Explore Chitwan Jungle

  Chitwan National Park is the first national park in Nepal. It was established in 1973 and granted the status of a World Heritage site in 1984. It covers an area of 932 km2 (360 sq mi) and is located in the subtropical Terai Lowland of south-central Nepal in the district of Makwanpur, Chitwan, Nawalparisi And Parsa.  In altitude it ranges from about 100 m (330 ft) in the River valleys to 815 m (2,674 ft) in the Churia Hill.
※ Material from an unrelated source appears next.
PR #72, opened 2016-04-27
Feature - Service page text search

aldipower:
This reintroduces the service page text search, which enables a search of the complete Marathon Services (Groups, Apps).
The search is stored as a query param and AND-connected to the sidebar filters.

In the north and west of the protected area the Narayni - Rapati river system forms a natural boundary to human settlements.  Neighboring in the south is the Indian Tiger Reserve  Valmiki National Park. The coherent protected area of 2,075 km2 (801 sq mi) represents the Tiger Conservation Unit (TCU) Chitwan-Parsa-Valmiki, which covers a 3,549 km2 (1,370 sq mi) huge block of alluvial grasslands and subtropical moist deciduous forest. 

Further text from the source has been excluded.